Discovered in the HTTP API parameter parsing code, the second buffer overflow could be exploited from within the LAN, even if the attacker did not have a valid token, as long as the HTTP API was enabled.

NCC Group also discovered that Nuki’s implementation of the Bluetooth Low Energy (BLE) API lacked proper access controls (CVE-2022-32507), allowing an attacker to send high-privileged commands they should not have permissions to send.

Because BLE commands could be sent from unprivileged accounts, such as the keypad, an attacker could open the keyturner without knowing the keypad code, and could even try to change the keyturner admin security PIN, the researchers say.

To open the keyturner, an attacker would take advantage of the fact that the impacted devices also expose JTAG hardware interfaces.
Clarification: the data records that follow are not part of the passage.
PR #55081, opened 2025-05-19
[ci skip] Clarify ActiveRecord callbacks guide

kirosmonad:
### Motivation / Background

This Pull Request has been created because while I was reviewing the docs I noticed that this piece of the docs could be improved to be clearer and easier to follow.

### Detail

This Pull Request changes slightly adjust the sentence without changing the intended message. I believe is easier to follow if we make clear that `after_destroy` is added to `Articles` and `User` deletion will cascade to triggering the callback.

### Checklist

### DIFF
--- a/guides/source/active_record_callbacks.md
+++ b/guides/source/active_record_callbacks.md
@@ -1042,8 +1042,8 @@ through the model associations whereby life cycle events can cascade on
 associations and fire callbacks.
 
 Suppose an example where a user has many articles. A user's articles should be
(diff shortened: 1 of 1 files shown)


Edouard-chin:
Thank you for the Pull Request. I find the correct documentation comprehensible and the new changes rather confusing. I read `Let's trigger [...]` as "having to manually trigger something", whereas the intent is to define a piece of code and let Rails automatically call it whenever needed.

Going to close as I don't think it improves the documentation

PR #55085, opened 2025-05-20
Avoid a module named `Namespace` for Ruby 3.5

Earlopain:
This will be a feature in Ruby 3.5 and fails:
> Namespace is not a module (TypeError)

Other places in rails already use `Namespaced` for this purpose.

Also reported upstream: https://bugs.ruby-lang.org/issues/21341

cc @yahonda


yahonda:
While this change is easy for Rails point of view because we are using this `module Namespace` inside the test only. However, I'd like to see if https://bugs.ruby-lang.org/issues/21341 is answered by Ruby committers.

PR #55086, opened 2025-05-20
Fix `remove_foreign_key` when multiple columns are found

### LINKED ISSUE #55078: `remove_foreign_key` removes an unexpected key when there is another key for the same column.
### Steps to reproduce

```ruby
# frozen_string_literal: true

require "bundler/inline"

gemfile(true) do
  source "https://rubygems.org"

  gem "rails"
  gem "sqlite3"
end

require "minitest/autorun"

  config.eager_load = false

end
Rails.application.initialize!

  create_table :users do |t|
    t.timestamps
  end

  create_table :books do |t|
    t.references :user, foreign_key: true, type: :bigint
    t.references :author, foreign_key: { to_table: :users }, type: :bigint
    t.timestamps
  end
end


ActiveSupport::TestCase.test_order = :sorted
  # To check the table definition
  def test_definition
    definition = ActiveRecord::Base.connection.execute("select * from sqlite_master;").detect {|obj| obj['tbl_name'] == 'books' }['sql']

    assert_equal <<~SQL.strip, definition
      CREATE TABLE "books" ("id" integer PRIMARY KEY AUTOINCREMENT NOT NULL, "user_id" bigint, "author_id" bigint, "created_at" datetime(6) NOT NULL, "updated_at" datetime(6) NOT NULL, CONSTRAINT "fk_rails_bc582ddd02"
      FOREIGN KEY ("user_id")
        REFERENCES "users" ("id")
      , CONSTRAINT "fk_rails_53d51ce16a"
      FOREIGN KEY ("author_id")
        REFERENCES "users" ("id")
      )
    SQL
  end

  def test_remove_foreign_key
      # If you replace the following two lines, the test will pass.
      remove_foreign_key :books, :users
      remove_foreign_key :books, :users, column: :author_id
    end

    definition = ActiveRecord::Base.connection.execute("select * from sqlite_master;").detect {|obj| obj['tbl_name'] == 'books' }['sql']

    assert_equal <<~SQL.strip, definition
      CREATE TABLE "books" ("id" integer PRIMARY KEY AUTOINCREMENT NOT NULL, "user_id" bigint, "author_id" bigint, "created_at" datetime(6) NOT NULL, "updated_at" datetime(6) NOT NULL)
    SQL
  end
end
```

### Expected behavior

It removes each foreign keys.

### Actual behavior

It raises the error.
And it removed foreign key for `author_id` in `remove_foreign_key :books, :users`.

```
-- remove_foreign_key(:books, :users, {column: :author_id})
E

Finished in 0.034989s, 57.1608 runs/s, 28.5804 assertions/s.

  1) Error:
BugTest#test_remove_foreign_key:
ArgumentError: Table 'books' has no foreign key for users
```

### System configuration

**Rails version**: 
8.0.2

**Ruby version**: 
3.4.1

zzak:
Fixes #55078

This PR has been updated to fix the behavior using 8.1 migration for backwards compatibilty.

/cc @kei-s

### DIFF
--- a/activerecord/lib/active_record/connection_adapters/abstract/schema_statements.rb
+++ b/activerecord/lib/active_record/connection_adapters/abstract/schema_statements.rb
@@ -1815,7 +1815,20 @@ module ActiveRecord
 
         def foreign_key_for(from_table, **options)
           return unless use_foreign_keys?
-          foreign_keys(from_table).detect { |fk| fk.defined_for?(**options) }
+
+          keys = foreign_keys(from_table)
+
+          if options[:_skip_column_match]
+            return keys.find { |fk| fk.defined_for?(**options) }
+          end
+
+          if options[:column].nil?
+            default_column = foreign_key_column_for(options[:to_table], "id")
+            matches = keys.select { |fk| fk.column == default_column }
+            keys = matches if matches.any?
+          end
+
+          keys.find { |fk| fk.defined_for?(**options) }
         end
 
         def foreign_key_for!(from_table, to_table: nil, **options)
--- a/activerecord/test/cases/migration/compatibility_test.rb
+++ b/activerecord/test/cases/migration/compatibility_test.rb
@@ -664,6 +664,60 @@ module ActiveRecord
         end
       end
 
+      def test_remove_foreign_key_on_8_1
+        connection.create_table(:sub_testings) do |t|
+          t.references :testing, foreign_key: true, type: :bigint
+          t.references :experiment, foreign_key: { to_table: :testings }, type: :bigint
+        end
+
+        migration = Class.new(ActiveRecord::Migration[8.1]) do
+          def up
+            change_table(:sub_testings) do |t|
+              t.remove_foreign_key :testings
+              t.remove_foreign_key :testings, column: :experiment_id
+            end
+          end
+        end
+
+        ActiveRecord::Migrator.new(:up, [migration], @schema_migration, @internal_metadata).migrate
+
+        foreign_keys = @connection.foreign_keys("sub_testings")
+        assert_equal 0, foreign_keys.size
+      ensure
+        connection.drop_table(:sub_testings, if_exists: true)
+        ActiveRecord::Base.clear_cache!
+      end
+
+      def test_remove_foreign_key_on_8_0
+        connection.create_table(:sub_testings) do |t|
+          t.references :testing, foreign_key: true, type: :bigint
+          t.references :experiment, foreign_key: { to_table: :testings }, type: :bigint
+        end
+
+        migration = Class.new(ActiveRecord::Migration[8.0]) do
+          def up
+            change_table(:sub_testings) do |t|
+              t.remove_foreign_key :testings
+              t.remove_foreign_key :testings, column: :experiment_id
+            end
+          end
+        end
+
+        assert_raise(StandardError, match: /Table 'sub_testings' has no foreign key for testings$/) {
+          ActiveRecord::Migrator.new(:up, [migration], @schema_migration, @internal_metadata).migrate
+        }
+
+        foreign_keys = @connection.foreign_keys("sub_testings")
+        if current_adapter?(:PostgreSQLAdapter, :SQLite3Adapter)
+          assert_equal 2, foreign_keys.size
+        else
+          assert_equal 1, foreign_keys.size
+        end
+      ensure
+        connection.drop_table(:sub_testings, if_exists: true)
+        ActiveRecord::Base.clear_cache!
+      end
+
       private
         def precision_implicit_default
           if current_adapter?(:Mysql2Adapter, :TrilogyAdapter)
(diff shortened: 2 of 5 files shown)


fatkodima:
I wonder if we should make older migrations backwards compatible and how likely is the following case, because previously this worked (tables are from the issue)
```ruby
remove_foreign_key :books, :users # removes fkey on author_id
remove_foreign_key :books, :users, column: :user_id
```

and now will not work
```ruby
remove_foreign_key :books, :users # removes fkey on user_id
remove_foreign_key :books, :users, column: :user_id # raises because there is no foreign key
```

zzak:
@fatkodima Thanks for taking a look!

> remove_foreign_key :books, :users # removes fkey on author_id

I feel this is a bug and it should raise, but also that is kind of a breaking change.
My idea for `Compatibility` is that it's there for API changes to migration methods, or handling new options in a backwards compatible way, does that align with your understanding?

activerecord/lib/active_record/connection_adapters/abstract/schema_statements.rb
```diff
@@ -1815,7 +1815,23 @@ def foreign_key_name(table_name, options)
...
+          if options[:column]
+            expected_columns = Array(options[:column]).map(&:to_s)
+            keys.select! { |fk| Array(fk.options[:column]).map(&:to_s) == expected_columns }
+          elsif options[:to_table] && !options.key?(:primary_key) && keys.size > 1
+            default_column = foreign_key_column_for(options[:to_table], "id").to_s
+            match = keys.find { |fk| Array(fk.options[:column]).map(&:to_s) == [default_column] }
+            keys = [match].compact if match
+          end
+
+          keys.detect { |fk| fk.defined_for?(**options) }
```
fatkodima, line 1834: Haven't tested, but something like this is shorter and should work too
```suggestion
          keys = foreign_keys(from_table)
          
          if keys.size == 1 || options[:_skip_column_match]
            keys.find { |fk| fk.defined_for?(**options) }
          elsif options[:column]
            expected_columns = Array(options[:column]).map(&:to_s)
            keys = keys.select { |fk| Array(fk.column) == expected_columns }
            keys.find { |fk| fk.defined_for?(**options) }
          else
            default_column = foreign_key_column_for(options[:to_table], "id")
            keys.find { |fk| fk.column == default_column }
          end
```

zzak: That works, thanks for tidying it up!
Fixed in 02bcd2e

fatkodima (approved):

zzak:
@fatkodima I think this is ready for another review. Couple changes:

* Reverted the change to sqlite3, test coverage was a concern
* Added TableDefinition with tests (for change_table,etc apis)
* Left backwards compat path at the top to separate new logic
* Simplified branching instead of checking size for composite keys

We can try to circle back and fix sqlite, but I didn't want to hold this up anymore.

Thanks!

activerecord/test/cases/migration/compatibility_test.rb
```diff
@@ -664,6 +664,166 @@ def up
         end
       end
 
+      if current_adapter?(:SQLite3Adapter)
+        def test_remove_foreign_key_on_8_1
```
fatkodima: This test here (and in other places) looks for me the same as the following (except `def migrate(x)`), I would leave only one of them?

activerecord/test/cases/migration/compatibility_test.rb
```diff
@@ -664,6 +664,166 @@ def up
         end
       end
 
+      if current_adapter?(:SQLite3Adapter)
```
fatkodima: If you will fix for sqlite too, I would suggest instead of these `if`s and removing blocks of code in the future PRs, and calling `skip if sqlite adapter` inline in tests. Then only a single line will be removed.

fatkodima (commented):
I didn't get why you decided to not fix sqlite in this PR? I think it will require only a few additional test cases and the PR will be of the same size as currently?

If you don't have time etc, let me know and I will try to implement it in this PR.

activerecord/test/cases/migration/foreign_key_test.rb
```diff
@@ -771,6 +787,38 @@ def test_add_foreign_key_with_suffix
           ActiveRecord::Base.table_name_suffix = nil
         end
 
+        def test_remove_foreign_key_with_prefix
```
zzak, line 790: Before this change, this test would fail like this only for sqlite:

```
ActiveRecord::Migration::ForeignKeyTest#test_remove_foreign_key_with_suffix:
ArgumentError: Table 'classes_s' has no foreign key for {}
    lib/active_record/connection_adapters/sqlite3/schema_statements.rb:81:in 'ActiveRecord::ConnectionAdapters::SQLite3::SchemaStatements#remove_foreign_key'
    test/cases/migration/foreign_key_test.rb:813:in 'ActiveRecord::Migration::ForeignKeyTest#test_remove_foreign_key_with_suffix'
```

zzak:
@fatkodima Sorry had a few things come up, I've added back the sqlite part with some tests and one other tiny refactor.

I thought about possibly moving the check into here, but didn't like how it came out:
https://github.com/rails/rails/blob/5a7a59ab4a9ac34b8cadf9d8ce7b554da50c5e43/activerecord/lib/active_record/connection_adapters/abstract/schema_definitions.rb#L165-L171

fatkodima (approved):

PR #55769, opened 2025-09-25
Add replicas to test database parallelization setup

### LINKED ISSUE #55758: Parallel ActionDispatch::IntegrationTest tests, when using multiple databases and use_transactional_tests=false do not use the correct database
This is a really niche issue, but I was able to reproduce it in a sample app.

### Steps to reproduce

I've generated a [minimal sample app](https://github.com/a-maas/testapp) that reproduces this issue. The app has:

1. Multiple [postgresql databases](https://github.com/a-maas/testapp/blob/main/docker-compose.yml), [one primary, and one replica](https://github.com/a-maas/testapp/blob/main/config/database.yml#L16-L39).
2. Standard minitest, with the tests running in parallel so that there are `n` number of test databases for each parallel worker, i.e. `test_db-0` & `test_db-1`
3. The IntegrationTest class should use `use_transactional_tests=false`. This issue does not happen when `use_transactional_tests=true`, but assume that it's not possible to use `use_transactional_tests=true` in this case.

To reproduce with the sample app:

1. Pull down the sample app (requires docker for postgresql)
2. docker compose to get the databases working `docker compose up -d`
3. `./bin/setup`
4. Run the tests in parallel `PARALLEL_WORKERS=5 ./bin/rails test`
5. Observe that all the tests fail with 404

### Expected behavior

When running the tests in parallel, the IntegrationTest should use the same database for the controller request that it does for test setup.

i.e.
[Example test file](https://github.com/a-maas/testapp/blob/main/test/controllers/tests_controller_test.rb)
```
class TestsControllerTest < ActionDispatch::IntegrationTest
  self.use_transactional_tests = false
  test "should get show" do
    test = Test.create(name: "test") # Should use `test_db-{n}`
    get test_url(test)  # Should use `test_db-{n}`
    assert_response :success
  end
end
```

### Actual behavior

When running the tests in parallel, the IntegrationTest uses the numbered parallel databases, `test_db-{n}`, for test setup, but uses non-number test database, i.e. `test_db` for the controller request, leading to not found errors.

```
class TestsControllerTest < ActionDispatch::IntegrationTest
  self.use_transactional_tests = false
  test "should get show" do
    test = Test.create(name: "test") # Uses `test_db-{n}`
    get test_url(test)  # Uses `test_db`
    assert_response :success # 404
  end
end
```

### System configuration

**Rails version**: 8.0.3

**Ruby version**: 3.4.3

a-maas:
### Motivation / Background

Fixes #55758

### Detail

This Pull Request makes a change so that setup and configuration of databases for parallel testing now includes replicas.
    
This fixes an issue when using a replica database, database selector middleware, and non-transactional tests, where integration tests running in parallel would select the base test database, i.e. `db_test`, instead of the numbered parallel worker database, i.e. `db_test_{n}`.

### Additional information

The main issue revolves around how transactional tests work, and how they affect database selection when using a replica database. When using transaction tests, which is default, the test is wrapped in a transaction, which will default the entire transaction to the primary (writer) database. Because of this transaction, the test will use the primary database for the entire test, and the issue does not happen.

When you disable transactional tests, `self.use_transactional_tests = false`, this transaction is not present, so there is no initial/inherent database selection. In an integration test, the test setup code will use the primary database, but the controller request (GET, specifically) will run through the [database selector middleware](https://api.rubyonrails.org/classes/ActiveRecord/Middleware/DatabaseSelector.html), since we have this enabled when using a replica. The middleware will select the replica, because the test setup does not go through the middleware when doing the initial writes.

This creates an issue when running your tests in parallel, because replica databases do not get configured with a parallel worker number, i.e. `test_db-{n}`. That is because [configs_for](https://github.com/rails/rails/blob/v8.0.3/activerecord/lib/active_record/test_databases.rb#L14-L15) hides replica database configs unless you pas the `include_hidden: true` flag.

With the integration test running in parallel, when the database selector middleware selects the replica during the GET request, it'll use the base test database, i.e. `test_db`, not the numbered version, `test_db-{n}`, since these were not configured to use a parallel worker database. This ends up raising an error because the test setup was written to the parallel numbered database `test_db-{n}`, while the request reads from the base replica database `test_db`.

i.e. 
```ruby
class TestsControllerTest < ActionDispatch::IntegrationTest
  self.use_transactional_tests = false
  test "should get show" do
    test = Test.create(name: "test") # Uses `test_db-{n}`
    get test_url(test)               # Uses `test_db`
    assert_response :success         # 404
  end
end
```

To fix this issue, I've included replica databases in the parallel testing setup by passing the `include_hidden: true` flag to `configs_for`. Additionally, I skip `reconstruct_from_schema` for replicas, since these will replicate to replicas if using replication.

More information about this can be found in the original issue:  #55758 

### Checklist

### DIFF
--- a/activerecord/CHANGELOG.md
+++ b/activerecord/CHANGELOG.md
@@ -1,3 +1,14 @@
+*   Add replicas to test database parallelization setup.
+
+    Setup and configuration of databases for parallel testing now includes replicas.
+
+    This fixes an issue when using a replica database, database selector middleware,
+    and non-transactional tests, where integration tests running in parallel would select
+    the base test database, i.e. `db_test`, instead of the numbered parallel worker database,
+    i.e. `db_test_{n}`.
+
+    *Adam Maas*
+
 *   Optimize schema dumping to prevent duplicate file generation.
 
     `ActiveRecord::Tasks::DatabaseTasks.dump_all` now tracks which schema files
--- a/activerecord/lib/active_record/test_databases.rb
+++ b/activerecord/lib/active_record/test_databases.rb
@@ -19,10 +19,12 @@ module ActiveRecord
     def self.create_and_load_schema(i, env_name:)
       old, ENV["VERBOSE"] = ENV["VERBOSE"], "false"
 
-      ActiveRecord::Base.configurations.configs_for(env_name: env_name).each do |db_config|
+      ActiveRecord::Base.configurations.configs_for(env_name: env_name, include_hidden: true).each do |db_config|
         db_config._database = "#{db_config.database}_#{i}"
 
-        ActiveRecord::Tasks::DatabaseTasks.reconstruct_from_schema(db_config, nil)
+        if db_config.database_tasks?
+          ActiveRecord::Tasks::DatabaseTasks.reconstruct_from_schema(db_config, nil)
+        end
       end
     ensure
       ActiveRecord::Base.establish_connection
--- a/activerecord/test/cases/test_databases_test.rb
+++ b/activerecord/test/cases/test_databases_test.rb
@@ -101,5 +101,35 @@ class TestDatabasesTest < ActiveRecord::TestCase
       ActiveRecord::Base.establish_connection(:arunit)
       ENV["RAILS_ENV"] = previous_env
     end
+
+    def test_create_databases_after_fork_with_replica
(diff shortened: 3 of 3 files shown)


eileencodes:
Thanks!!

Tracked as CVE-2022-32503, the flaw allows an attacker to tamper with internal and external flash memory.

“An attacker with physical access to any of these ports may be able to connect to the device and bypass both hardware and software security protections. JTAG debug may be usable to circumvent software security mechanisms, as well as to obtain the full firmware stored in the device unencrypted,” NCC says.

The company also discovered SWD hardware interfaces exposed on both Nuki Smart Lock and Nuki Bridge devices, that an unencrypted channel was used for administrative communication – allowing devices on the local network to passively collect network traffic – and that crafted HTTP and BLE packets could be used to cause DoS conditions.

“There were also some denial of service vulnerabilities found which were not fully developed, affecting both the HTTP and Bluetooth APIs. These may end up developing into something bigger, however, these were not the focus of this research,” NCC’s researchers told SecurityWeek.

Nuki was informed of these vulnerabilities in April and issued patches for them in July. Users were automatically informed about the availability of patches through the Nuki smartphone application.